Quizás los sienta luego, en su segunda muerte, cuando yo sea ceiba, encenillo o arrayán y sus raíces les pidan a las mías los nutrientes que les falten. Me lo comunicarán por medio del micelio que en el subsuelo conecta los bosques. Es esa, quizás, la lengua de los muertos, pues es también la de los árboles.
Y cuando mis abuelos árboles mueran y se descompongan una vez más, para luego renacer múltiples, el árbol que seré yo hará el duelo que ya sabrá hacer, por haber adolecido tanto ahora. Por adolecer como adolezco.
6.
Dicen mis papás que después de mucho meditar han resuelto vender la casa. Es cuestión de desapego.

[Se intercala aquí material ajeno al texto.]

PR #9902, opened 2021-05-21
Detect and output a better hint for cyclic dependencies

### LINKED ISSUE #9837: DX: Separate error message for cyclic dependencies
I get asked from time to time from less experienced composer users why they have errors like

grafik

the actual problem is, that they have defined a cyclic dependency without realizing it.
would it make sense/feasable to use/print a error/warning message which explicitly states that?

cyclic dependencies lead to a lot of problems, and leaving less experienced people with a error message which they need to interpret and realize that they actually build a circle is not helpful.

maybe its not possible or hard to identify - I have no idea.. just leaving the idea here, to gather some feedback.

Seldaek:
Fixes #9837

### DIFF
--- a/doc/articles/troubleshooting.md
+++ b/doc/articles/troubleshooting.md
@@ -47,32 +47,39 @@ This is a list of common pitfalls on using Composer, and how to avoid them.
    In this case add the `--with-dependencies` argument **or** add all dependencies which
    need an update to the command.
 
-## Package not found on travis-ci.org
+## Dependencies on the root package
 
-1. Check the ["Package not found"](#package-not-found) item above.
+When your root package depends on a package which ends up depending (directly or
+indirectly) back on the root package itself, issues can occur in two cases:
 
-2. If the package tested is a dependency of one of its dependencies (cyclic
-   dependency), the problem might be that Composer is not able to detect the version
-   of the package properly. If it is a git clone it is generally alright and Composer
-   will detect the version of the current branch, but travis does shallow clones so
-   that process can fail when testing pull requests and feature branches in general.
+1. During development, if you are on a branch like `dev-main` and the branch has no
+   [branch-alias](aliases.md#branch-alias) defined, and the dependency on the root package
+   requires version `^2.0` for example, the `dev-main` version will not satisfy it.
+   The best solution here is to make sure you first define a branch alias.
+
+2. In CI (Continuous Integration) runs, the problem might be that Composer is not able
+   to detect the version of the root package properly. If it is a git clone it is
+   generally alright and Composer will detect the version of the current branch,
+   but some CIs do shallow clones so that process can fail when testing pull requests
+   and feature branches. In these cases the branch alias may then not be recognized.
    The best solution is to define the version you are on via an environment variable
-   called COMPOSER_ROOT_VERSION. You set it to `dev-master` for example to define
-   the root package's version as `dev-master`.
-   Use: `before_script: COMPOSER_ROOT_VERSION=dev-master composer install` to export
-   the variable for the call to composer.
+   called COMPOSER_ROOT_VERSION. You set it to `dev-main` for example to define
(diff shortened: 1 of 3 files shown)


doc/articles/troubleshooting.md
```diff
@@ -47,32 +47,45 @@ This is a list of common pitfalls on using Composer, and how to avoid them.
    In this case add the `--with-dependencies` argument **or** add all dependencies which
    need an update to the command.
 
-## Package not found on travis-ci.org
+## Cyclic / circular dependencies
```
naderman, line 50: Cycling or circular dependencies are a normal thing and don't cause problems. What this describes is rather a Cyclic / circular dependency including the root package, so I think the title too should make it clear this is only about situations involving the root package.

doc/articles/troubleshooting.md
```diff
@@ -47,32 +47,45 @@ This is a list of common pitfalls on using Composer, and how to avoid them.
...
 
-1. Check the ["Package not found"](#package-not-found) item above.
+Cyclic (or circular) dependency occurs when your root package depends on a package
+which ends up depending (directly or indirectly) back on the root package itself.
+
+The best is to avoid this really if possible as it can lead to problems, but if you
+absolutely must have a cyclic dependency read on to figure out solutions.
+
+Cyclic dependencies commonly causes issues in two cases:
```
naderman, line 58: Here to you need to be clear, cyclic dependencies do not typically cause any of these problems, a cyclic dependency on the root package may.

src/Composer/DependencyResolver/Problem.php
```diff
@@ -420,6 +421,16 @@ private static function computeCheckForLowerPrioRepo($isVerbose, $packageName, $
             }
         }
 
+        if ($higherRepoPackages) {
+            $topPackage = reset($higherRepoPackages);
+            if ($topPackage instanceof RootPackageInterface) {
+                return array(
+                    "- Root composer.json requires $packageName".self::constraintToText($constraint).', it is ',
+                    'satisfiable by '.self::getPackageList($nextRepoPackages, $isVerbose).' from '.$nextRepo->getRepoName().' but the root package can not be updated. This is due to a cyclic dependency. See https://getcomposer.org/cyclic-dep for details and assistance.'
```
naderman, line 429: This is confusing, what is due to a cyclic dependency? The root package cannot be updated?

naderman (changes requested):
I actually think this should entirely be rewritten to put less of a focus on cyclic/circular dependencies and instead make it clear that a dependency on something which depends on a specific root package version is the problem.

tests/Composer/Test/Fixtures/installer/circular-dependency-errors.test
```diff
@@ -0,0 +1,45 @@
...
+2
+
+--EXPECT-OUTPUT--
+Loading composer repositories with package information
+Updating dependencies
+Your requirements could not be resolved to an installable set of packages.
+
+  Problem 1
+    - Root composer.json requires requires/root 1.0.0 -> satisfiable by requires/root[1.0.0].
+    - requires/root 1.0.0 requires root/pkg ^1.0 -> satisfiable by root/pkg[1.0.0] from package repo (defining 2 packages) but the root package can not be updated so it is not installable. See https://getcomposer.org/cyclic-dep for details and assistance.
```
naderman, line 43:
```suggestion
    - requires/root 1.0.0 requires root/pkg ^1.0 -> satisfiable by root/pkg[1.0.0] from package repo (defining 2 packages) but root/pkg is the root package and cannot be modified. See https://getcomposer.org/cyclic-dep for details and assistance.
```

naderman (approved):

Seldaek:
Added https://github.com/composer/composer/commit/0dce0f80f12543304fb0f1f755fb7bf9dbecfc9e to this :)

Hay que mudarse pronto, dejar el lote. Los árboles se quedan, no es posible llevárselos: se han vendido junto a todo lo demás. Cada quien empacará sus cosas, se irá por un sendero y no volverá nunca. Encontraremos nuevas casas, nuevos suelos donde caer muertos, nuevas tierras en las que volvernos árboles; cada uno por su lado, la familia separada. Es cuestión de desapego, repiten.
Yo lloro lágrimas de apego. Los abuelos árboles no me verán morir y renacer. No me sentirán devenir árbol en su mismo suelo. Y yo, lejana, no los sentiré morir su segunda muerte y no sabré, lejana, cuándo adolecer.
Si he de morir lejos y descomponerme en otro suelo quizás ya no quiera renacer.
Lo empaco todo y agarro camino. En mis brazos cargo la matera de la perrita, mi muerta bonsái. La trasplantaré por ahí, donde vea un suelo fértil y una buena vista.Mientras ando, hago oídos sordos, ojos ciegos, mente en blanco y me alejo cantando el mantra: la la la la la la.